Source records START

PR #268, opened 2024-11-27
Bootstrapper Mode

aszepieniec:
We are observing that people would like to participate in the network but can't because the two nodes listed in the README.md refuse connections. They do this because their max number of peers has already been reached.

This PR adds functionality for running a node in "bootstrapper mode", wherein it will drop the longest-lived peer connection whenever the maximum is reached. This mode is activated through a CLI argument. Whenever an incoming connection is established, if this mode is set, and if the max number of peers has been reached, the peer loop will send a  `DisconnectFromLongestLivedPeer` message to the main loop. The main loop iterates over all peers, filters out the peers given as CLI arguments, selects the one with the earliest connection established date, and instructs that peer's peer loop to close the connection.

### DIFF
--- a/src/connect_to_peers.rs
+++ b/src/connect_to_peers.rs
@@ -134,10 +134,20 @@ async fn check_if_connection_is_allowed(
         return ConnectionStatus::Refused(ConnectionRefusedReason::IncompatibleVersion);
     }
 
+    // If this connection touches the maximum number of peer connections, say
+    // so with special OK code.
+    if cli_arguments.max_num_peers as usize == global_state.net.peer_map.len() + 1 {
+        info!("ConnectionStatus::Accepted, but max # connections is now reached");
+        return ConnectionStatus::AcceptedMaxReached;
+    }
+
     info!("ConnectionStatus::Accepted");
     ConnectionStatus::Accepted
 }
 
+/// Respond to an incoming connection initiation.
+///
+/// Catch and process errors (if any) gracefully.
 pub(crate) async fn answer_peer_wrapper<S>(
     stream: S,
     state_lock: GlobalStateLock,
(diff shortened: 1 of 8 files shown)


src/connect_to_peers.rs
```diff
@@ -134,10 +134,20 @@ async fn check_if_connection_is_allowed(
         return ConnectionStatus::Refused(ConnectionRefusedReason::IncompatibleVersion);
     }
 
+    // If this connection touches the maximum number of peer connections, say
+    // so with special OK code.
+    if cli_arguments.max_num_peers as usize == global_state.net.peer_map.len() + 1 {
```
Sword-Smith, line 139: Shouldn't you also check that the node is running as a bootstrapper node here? It seems to me that all nodes will display this "disconnect" behavior.

src/main_loop.rs
```diff
@@ -811,13 +811,40 @@ impl MainLoopHandler {
 
                 self.main_to_miner_tx.send(MainToMiner::NewBlockProposal);
             }
+            PeerTaskToMain::DisconnectFromLongestLivedPeer => {
+                let global_state = self.global_state_lock.lock_guard().await;
+
+                // get all peers
+                let all_peers = global_state.net.peer_map.iter();
+
+                // filter out CLI peers
```
Sword-Smith, line 820: Excellent that you're allowing CLI arguments to preserve peers that will never be disconnected.

Sword-Smith (changes requested):
I think you're missing a check on the `bootstrap` value in a branch. I think you're not using the `bootstrap` field at all. Otherwise, the logic looks excellent.

Sword-Smith (approved):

Source records END

Using the records above, output exactly the lines from the first through the line that contains "We are observing", with both of those included.

PR #268, opened 2024-11-27
Bootstrapper Mode

aszepieniec:
We are observing that people would like to participate in the network but can't because the two nodes listed in the README.md refuse connections. They do this because their max number of peers has already been reached.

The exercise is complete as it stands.